Glenn Frendo

Personal information
- Full name: Glenn Frendo
- Born: 24 August 1964 (age 61)

Playing information
- Position: Wing, Fullback
Club
| Years | Team | Pld | T | G | FG | P |
| 1986–87 | Canterbury-Bankstown | 12 | 3 | 0 | 0 | 12 |
| 1988–90 | Newcastle Knights | 47 | 2 | 0 | 0 | 8 |
|  | Total | 59 | 5 | 0 | 0 | 20 |
- Source: As of 5 February 2019

= Glen Frendo =

Australian rugby league footballer

Glenn Frendo is a former professional rugby league footballer who played in the 1980s and early 1990s.
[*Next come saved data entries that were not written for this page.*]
PR #223, opened 2019-11-11
anagram: Revise exercise with updates to the specification

Stargator:
Per #210, ran create_exercise to update anagram and add the version to pubspec.yaml

### DIFF
--- a/exercises/anagram/lib/example.dart
+++ b/exercises/anagram/lib/example.dart
@@ -2,7 +2,7 @@ class Anagram {
   List<String> findAnagrams(String subject, List<String> candidates) {
     Map<String, int> subjectCharsMap = countCharacters(subject);
 
-    List<String> matchTracker = new List<String>();
+    List<String> matchTracker = List<String>();
 
     for (String possible in candidates) {
       if (possible.toLowerCase() != subject.toLowerCase()) {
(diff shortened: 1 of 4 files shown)


exercises/anagram/test/anagram_test.dart
```diff
@@ -16,70 +16,80 @@ void main() {
 }
 
 void simpleTests() {
-  test("no matches", () {
-    final List<String> result = anagram.findAnagrams("diaper", ["hello", "world", "zombies", "pants"]);
+  test('no matches', () {
+    final List<String> result = anagram.findAnagrams('diaper', <String>['hello', 'world', 'zombies', 'pants']);
```
devkabiir: `<String>` type annotation on the list literal is not required. `findAnagrams` only accepts List<String> as it's second argument. Was this added by the create_exercise tool?

devkabiir: Same for rest of the list literals in this file.

exercises/anagram/lib/example.dart
```diff
@@ -2,7 +2,7 @@ class Anagram {
   List<String> findAnagrams(String subject, List<String> candidates) {
     Map<String, int> subjectCharsMap = countCharacters(subject);
 
-    List<String> matchTracker = new List<String>();
+    List<String> matchTracker = List<String>();
```
devkabiir:
```suggestion
    final List<String> matchTracker = [];
```
OR
```suggestion
    final matchTracker = <String>[];
```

He played for the Canterbury-Bankstown Bulldogs from 1986 to 1987 and he was part of the inaugural Newcastle Knights squad from 1988 to 1990.

==Background==
Frendo played his junior rugby league for Bankstown Sports before being graded by Canterbury.

==Playing career==
Frendo made his first grade debut for Canterbury against Penrith in Round 17 1986. Frendo made 7 appearances for the club that season but did not feature in the finals series or the grand final loss against Parramatta.

In 1988, Frendo signed with Newcastle and played in the club's first ever game, a 28–4 loss against Parramatta. Frendo played 3 seasons with Newcastle and his last game for the club was a 20–6 loss against Penrith in Round 19 1990.